__Task directions__.
What is needed is every line of the data that includes the word "experience". Please copy each one.

##### Exercise inputs

PR #116, opened 2020-07-09
Add DrawBlockHighlightEvent(DrawHighlightEvent)

rikka0w0:


patchwork-events-rendering/src/main/java/net/patchworkmc/impl/event/render/RenderEvents.java
```diff
@@ -53,4 +60,23 @@ public static void onTextureStitchPre(SpriteAtlasTexture spriteAtlasTexture, Set
...
+			if (!(target instanceof BlockHitResult)) return false;
+			return MinecraftForge.EVENT_BUS.post(new DrawBlockHighlightEvent.HighlightBlock(context, info, target, subID, partialTicks));
+		case ENTITY:
+			if (!(target instanceof EntityHitResult)) return false;
+			return MinecraftForge.EVENT_BUS.post(new DrawBlockHighlightEvent.HighlightEntity(context, info, target, subID, partialTicks));
+		default:
+			break;
+		}
+
+		return MinecraftForge.EVENT_BUS.post(new DrawBlockHighlightEvent(context, info, target, subID, partialTicks));
```
kitlith, line 80: This return could be moved into the default case instead of being outside the switch block.

kitlith:
Other than nitpicking at forge style, LGTM.

PR #117, opened 2020-07-09
PersistentState(WorldSaveData) implements INBTSerializable

rikka0w0:
Methods in INBTSerializable may be called by Forge mods.


famous1622:
This passes checkstyle, actions just crashed for some reason.

PR #121, opened 2020-07-11
Prepare modules for implementation of ForgeHooks and co.

kitlith:
Required for #115. No, this isn't finished, but I figure getting a PR open before I go sleep makes it easier for other people to comment/review what I'm doing.

a note: Glitch said these classes should be named Patchwork<blah>Events, but I went with <blah>Events as that was the pre-existing style. I can do a commit to refactor these cases into Patchwork<blah>Events though, so lmk if you'd like me to do that.

Each commit should handle a module, and should be able to be looked at individually.

### DIFF
--- a/patchwork-capabilities/src/main/java/net/minecraftforge/common/capabilities/CapabilityProvider.java
+++ b/patchwork-capabilities/src/main/java/net/minecraftforge/common/capabilities/CapabilityProvider.java
@@ -23,12 +23,12 @@ import javax.annotation.Nonnull;
 import javax.annotation.Nullable;
 import javax.annotation.ParametersAreNonnullByDefault;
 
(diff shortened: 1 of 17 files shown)


kitlith:
okay, that's all the events I found that are called in ForgeHooks, and similar at least. not all of ForgeHooks is sending events though. (i.e. ForgeHooks.canHarvestBlock)

I'm also somewhat dubious about that last commit with patchwork-gui, since those event aren't fired yet, but I decided to go for it since the classes were already present (unlike other methods that I avoided adding because the class was commented out)

kitlith:
I'm splitting this into seperate PRs.

 - [ ] patchwork-
 - [ ] patchwork-
 - [ ] patchwork-
 - [ ] patchwork-

PR #126, opened 2020-07-12
Impl removedByPlayer and canHarvestBlock in IForgeBlock

rikka0w0:
getExpDrops will be always called for all blocks, the exp orb drop behavior follows this rule:
```java
		//			isVanillaBlock		exp		Action
		//	Vanilla		true			xxx		Let the vanilla method do the orb drop
		//	Fabric mod	false			== 0		Let the vanilla method do the orb drop
		//	Forge mod	false			>0		Do orb drop here
		//	Forge mod	false			<=0		Do nothing
```
Fabric mods does not have a method to get the amount of experience dropped from another block. If a Forge mod calls getExpDrop on a Fabric mod block, it will always get 0. This will be changed once Fabric has something equivalent.

__getHarvestTool and getHarvestLevel are stubs__, I will impl more tooltype stuff in another pr.


patchwork-events-world/src/main/java/net/patchworkmc/mixin/event/world/MixinServerPlayerInteractionManager.java
```diff
@@ -50,52 +45,18 @@
...
+		int exp = WorldEvents.onBlockBreakEvent(world, gameMode, player, pos);
 
+		if (exp < 0) {
 			callback.setReturnValue(false);
-		} else if (event.getExpToDrop() != 0) {
-			// TODO: Drop experience
-			throw new UnsupportedOperationException("Cannot drop exp from a BreakEvent yet");
+			callback.cancel();
+		} else {
+			BlockHarvestManager.pushExpDropStack(exp);
```
kitlith, line 54: doing exp stuff in this mixin is a bit confusing when the rest of it is in another mixin in a seperate module.

I understand *why* it's like this, so you don't necessarily need to change it, but I will still say it's a bit confusing.

patchwork-extensions-block/src/main/java/net/patchworkmc/mixin/extensions/block/harvest/MixinServerPlayerInteractionManager.java
```diff
@@ -0,0 +1,118 @@
...
+
+		return removed;
+	}
+
+	@Redirect(method = "tryBreakBlock", at = @At(value = "INVOKE", target = Signatures.Block_onBreak, ordinal = 0))
+	private void patchwork$tryBreakBlock_onBreak(Block block, World world, BlockPos pos, BlockState state, PlayerEntity player) {
+		// Suppress this call
+	}
+
+	@Redirect(method = "tryBreakBlock", at = @At(value = "INVOKE", target = Signatures.ServerWorld_removeBlock, ordinal = 0))
```
kitlith, line 68: This is a bit weird, because I'm having trouble finding a "removeBlock" on ServerWorld, let along pointing out where it's called in the yarnforge patch. My best guess is what's called clearBlockState in yarnforge, but I can't find that on ServerWorld either :/

Don't worry about it too much, it's probably something weird in my setup.

rikka0w0: removeBlock is implemented in World not ServerWorld, I believe

rikka0w0:
> The logic here is somewhat tricky, but looks sound.
> 
> If #127 ends up merged before this, can you include the implementation of ForgeHooks.canHarvestBlock?

Yes of course, and also there are other things that I'm going to add to ForgeHooks and ForgeHooksClient. In all of my PRs, the event dispatch is handled by individual classes, and ForgeHooks should only be used for accepting Forge mod calls.

patchwork-events-world/src/main/java/net/patchworkmc/mixin/event/world/MixinServerPlayerInteractionManager.java
rikka0w0: Exp stuff needs the world, block extension and entity package. I cannot think of a better way of doing this.
-1b0d6ec30582ef91

patchwork-extensions-block/src/main/java/net/patchworkmc/mixin/extensions/block/harvest/MixinServerPlayerInteractionManager.java
kitlith: Yep, you're right.

patchwork-events-world/src/main/java/net/patchworkmc/impl/event/world/WorldEvents.java
```diff
@@ -57,4 +67,59 @@ public static void onWorldUnload(IWorld world) {
...
+
+			if (entity != null) {
+				BlockEntityUpdateS2CPacket packet = entity.toUpdatePacket();
+
+				if (packet != null) {
+					player.networkHandler.sendPacket(packet);
+				}
+			}
+
+			System.out.println("onBlockBreakEvent cancelled");
```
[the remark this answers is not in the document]
rikka0w0: removed

patchwork-events-world/build.gradle
```diff
@@ -3,5 +3,6 @@ version = getSubprojectVersion(project, "0.3.0")
 
 dependencies {
 	implementation project(path: ':patchwork-api-base', configuration: 'dev')
+	implementation project(path: ':patchwork-extensions-block', configuration: 'dev')
```
TheGlitch76, line 6: Not declared in the fabric.mod.json?

patchwork-extensions-block/build.gradle
```diff
@@ -4,6 +4,7 @@ version = getSubprojectVersion(project, "0.3.0")
 dependencies {
 	implementation project(path: ':patchwork-api-base', configuration: 'dev')
 	implementation project(path: ':patchwork-enum-hacks', configuration: 'dev')
+	implementation project(path: ':patchwork-extensions-item', configuration: 'dev')
```
TheGlitch76, line 7: Not declared in the fabric.mod.json

patchwork-extensions-block/src/main/java/net/patchworkmc/mixin/extensions/block/harvest/MixinServerPlayerInteractionManager.java
```diff
@@ -0,0 +1,118 @@
...
+		boolean isCreative = me.isCreative();
+
+		if (isCreative) {
+			patchwork$removeBlock(pos, false);
+		}
+
+		return isCreative;
+	}
+
+	private static final ThreadLocal<Object> tryBreakBlock_canHarvest = BlockContext.createContext(); // flag1
```
TheGlitch76, line 89: @Unique?

patchwork-extensions-block/src/main/resources/patchwork-extensions-block-flammable.mixins.json
```diff
@@ -0,0 +1,11 @@
+{
+  "required": true,
+  "package": "net.patchworkmc.mixin.extensions.block.flammable",
+  "compatibilityLevel": "JAVA_8",
+  "mixins": [
```
TheGlitch76, line 5: This should go in the main `mixins.json` as
`flammable.MixinWorld`

patchwork-extensions-block/src/main/resources/patchwork-extensions-block-harvest.mixins.json
```diff
@@ -0,0 +1,17 @@
+{
+  "required": true,
+  "package": "net.patchworkmc.mixin.extensions.block.harvest",
+  "compatibilityLevel": "JAVA_8",
+  "mixins": [
+    "MixinOreBlock",
```
TheGlitch76, line 6: Up to you on if you want to remove this extra json file too.

rikka0w0: I think we should make separate mixins, otherwise some mixins will get really long. I would like to have separate mixin.json, it is more modular.

TheGlitch76:
Merge conflicts!

PR #127, opened 2020-07-12
Add the patchwork-god-classes module

kitlith:
splitting this out from #115 so that future PRs can implement methods on these classes directly, instead of #115 and/or #121 requiring a rebase + a commit to add new events/methods.

Also means we get to bikeshed the module, documentation, and what classes it's going to contain on its own, rather than bundling that with a bunch of implementation.


kitlith:
A note. patchwork-events-lifecycle has ServerLifecycleHooks, which is in a vein similar to these classes, but I think it can be handled entirely within that module so I don't think it needs to move here.

Similarly, patchwork-networking has NetworkHooks, which I also don't think needs to move here.

kitlith:
renamed to patchwork-god-classes as per discussion in discord, though I'm still open to other names.

PR #131, opened 2020-07-16
Change IForgeRegistryEntry.setRegistryName to return V, not IForgeRegistryEntry

famous1622:
This makes the source and the bytecode return value match with Forge, and is required for CoFHCore to load correctly.


kitlith:
LGTM.

Would it be possible/sane to implement a version that returns V on top of a version that returns IForgeRegistryEntry?

TheGlitch76:
in theory there could be a `patchwork$setRegistryName` that returns `IForgeRegistryEntry` but that doesn't mean we *should*

PR #118, opened 2020-07-10
Impl PlayerChangedDimensionEvent, PlayerRespawnEvent and PlayerLoggedOutEvent

rikka0w0:
Implemented PlayerEvents:
1. ItemPickupEvent
1. ItemCraftedEvent
1. ItemSmeltedEvent
1. PlayerLoggedOutEvent
1. PlayerRespawnEvent
1. PlayerChangedDimensionEvent

The rest of PlayerEvents will be implemented in a separate pr.

PR #134, opened 2020-07-17
Dispatch to EntityEvents from ForgeHooks, etc.

kitlith:
The last of the PRs split off from #115 and #121. This PR may interact with #118 (and others?), as that adds more entity events.


kitlith:
rebased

##########

__Completed exercise__.
Fabric mods does not have a method to get the amount of experience dropped from another block. If a Forge mod calls getExpDrop on a Fabric mod block, it will always get 0. This will be changed once Fabric has something equivalent.
-			// TODO: Drop experience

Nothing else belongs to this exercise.